» **EXERCISE AIM**: Write out the entries below exactly, from the first line to the one with "Changed the info to debug log", both ends included.
#### DATASET RECORDS
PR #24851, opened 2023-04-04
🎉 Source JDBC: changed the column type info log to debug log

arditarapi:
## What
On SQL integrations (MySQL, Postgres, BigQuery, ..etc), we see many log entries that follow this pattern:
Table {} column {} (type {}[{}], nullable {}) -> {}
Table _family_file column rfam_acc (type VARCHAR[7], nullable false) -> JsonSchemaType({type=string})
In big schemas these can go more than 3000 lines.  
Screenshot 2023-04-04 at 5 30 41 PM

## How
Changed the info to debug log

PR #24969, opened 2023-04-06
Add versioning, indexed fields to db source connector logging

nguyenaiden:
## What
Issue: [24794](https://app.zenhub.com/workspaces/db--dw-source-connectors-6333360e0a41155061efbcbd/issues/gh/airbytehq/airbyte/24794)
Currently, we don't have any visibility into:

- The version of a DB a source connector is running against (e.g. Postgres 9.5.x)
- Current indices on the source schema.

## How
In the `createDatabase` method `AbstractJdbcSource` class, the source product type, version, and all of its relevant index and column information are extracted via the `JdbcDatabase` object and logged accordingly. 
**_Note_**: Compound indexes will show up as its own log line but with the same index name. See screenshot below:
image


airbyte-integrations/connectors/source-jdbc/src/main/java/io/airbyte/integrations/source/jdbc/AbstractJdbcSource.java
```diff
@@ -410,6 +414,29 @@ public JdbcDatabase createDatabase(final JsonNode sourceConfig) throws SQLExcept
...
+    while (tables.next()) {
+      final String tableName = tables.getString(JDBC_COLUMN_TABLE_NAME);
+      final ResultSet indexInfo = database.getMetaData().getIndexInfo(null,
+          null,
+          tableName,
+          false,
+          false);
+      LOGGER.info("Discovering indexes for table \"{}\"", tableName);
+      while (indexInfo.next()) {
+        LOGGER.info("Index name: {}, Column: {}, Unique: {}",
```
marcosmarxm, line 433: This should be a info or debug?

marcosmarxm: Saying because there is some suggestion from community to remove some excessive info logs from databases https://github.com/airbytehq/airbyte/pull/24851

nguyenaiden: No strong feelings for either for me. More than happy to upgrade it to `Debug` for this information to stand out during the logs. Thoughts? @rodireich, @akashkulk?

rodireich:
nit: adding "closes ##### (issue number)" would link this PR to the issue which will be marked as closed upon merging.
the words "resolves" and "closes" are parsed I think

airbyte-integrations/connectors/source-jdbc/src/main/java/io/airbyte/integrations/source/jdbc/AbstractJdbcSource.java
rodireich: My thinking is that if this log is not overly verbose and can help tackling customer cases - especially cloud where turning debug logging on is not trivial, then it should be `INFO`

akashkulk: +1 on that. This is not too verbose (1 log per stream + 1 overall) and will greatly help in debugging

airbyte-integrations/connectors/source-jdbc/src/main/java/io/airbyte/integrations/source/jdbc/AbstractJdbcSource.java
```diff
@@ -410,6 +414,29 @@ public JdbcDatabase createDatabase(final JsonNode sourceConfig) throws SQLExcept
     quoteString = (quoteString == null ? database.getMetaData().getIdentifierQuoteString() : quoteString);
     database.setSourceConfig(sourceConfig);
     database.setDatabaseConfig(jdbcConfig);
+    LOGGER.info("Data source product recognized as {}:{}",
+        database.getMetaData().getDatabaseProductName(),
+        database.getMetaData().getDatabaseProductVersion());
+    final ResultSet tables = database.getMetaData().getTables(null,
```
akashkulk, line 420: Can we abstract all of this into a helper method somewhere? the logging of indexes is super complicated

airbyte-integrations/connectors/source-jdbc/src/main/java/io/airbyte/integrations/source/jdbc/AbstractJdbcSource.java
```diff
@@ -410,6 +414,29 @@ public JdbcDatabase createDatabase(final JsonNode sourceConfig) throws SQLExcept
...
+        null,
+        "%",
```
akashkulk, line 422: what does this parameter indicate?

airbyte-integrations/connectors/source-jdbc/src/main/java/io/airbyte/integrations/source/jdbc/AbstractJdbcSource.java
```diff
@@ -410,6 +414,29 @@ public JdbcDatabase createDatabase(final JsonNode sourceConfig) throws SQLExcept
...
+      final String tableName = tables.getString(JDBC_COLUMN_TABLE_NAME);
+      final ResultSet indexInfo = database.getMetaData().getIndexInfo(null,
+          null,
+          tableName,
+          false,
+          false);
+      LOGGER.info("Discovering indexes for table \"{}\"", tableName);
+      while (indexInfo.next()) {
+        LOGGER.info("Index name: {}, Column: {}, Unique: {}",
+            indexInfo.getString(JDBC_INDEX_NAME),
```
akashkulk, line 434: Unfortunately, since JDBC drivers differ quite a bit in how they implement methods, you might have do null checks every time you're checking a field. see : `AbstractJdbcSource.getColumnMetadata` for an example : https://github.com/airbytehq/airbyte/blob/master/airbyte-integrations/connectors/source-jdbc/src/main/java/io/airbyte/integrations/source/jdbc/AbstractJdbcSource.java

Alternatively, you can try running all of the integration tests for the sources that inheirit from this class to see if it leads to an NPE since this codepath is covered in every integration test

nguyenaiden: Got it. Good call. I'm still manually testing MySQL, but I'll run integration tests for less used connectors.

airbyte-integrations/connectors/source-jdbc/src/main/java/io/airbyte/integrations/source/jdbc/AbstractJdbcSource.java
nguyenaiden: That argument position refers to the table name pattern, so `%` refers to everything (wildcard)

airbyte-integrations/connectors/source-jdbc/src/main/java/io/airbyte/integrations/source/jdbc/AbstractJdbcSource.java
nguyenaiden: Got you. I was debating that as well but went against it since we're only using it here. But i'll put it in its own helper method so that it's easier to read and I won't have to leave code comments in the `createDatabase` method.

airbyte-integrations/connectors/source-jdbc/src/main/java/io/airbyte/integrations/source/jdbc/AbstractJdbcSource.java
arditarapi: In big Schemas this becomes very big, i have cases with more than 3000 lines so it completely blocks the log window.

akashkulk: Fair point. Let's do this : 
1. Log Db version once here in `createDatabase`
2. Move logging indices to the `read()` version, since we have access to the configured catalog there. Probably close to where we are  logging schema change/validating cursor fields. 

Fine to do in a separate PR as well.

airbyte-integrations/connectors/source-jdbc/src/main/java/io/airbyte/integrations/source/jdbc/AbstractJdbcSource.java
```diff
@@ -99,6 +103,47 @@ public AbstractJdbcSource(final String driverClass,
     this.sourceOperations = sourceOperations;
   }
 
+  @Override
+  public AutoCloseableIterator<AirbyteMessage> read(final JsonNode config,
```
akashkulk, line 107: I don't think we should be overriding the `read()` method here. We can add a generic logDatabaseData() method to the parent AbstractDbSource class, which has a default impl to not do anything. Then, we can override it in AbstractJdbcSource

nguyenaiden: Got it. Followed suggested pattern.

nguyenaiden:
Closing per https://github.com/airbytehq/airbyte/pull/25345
########
» **YOUR SOLUTION**:
PR #24851, opened 2023-04-04
🎉 Source JDBC: changed the column type info log to debug log

arditarapi:
## What
On SQL integrations (MySQL, Postgres, BigQuery, ..etc), we see many log entries that follow this pattern:
Table {} column {} (type {}[{}], nullable {}) -> {}
Table _family_file column rfam_acc (type VARCHAR[7], nullable false) -> JsonSchemaType({type=string})
In big schemas these can go more than 3000 lines.  
Screenshot 2023-04-04 at 5 30 41 PM

## How
Changed the info to debug log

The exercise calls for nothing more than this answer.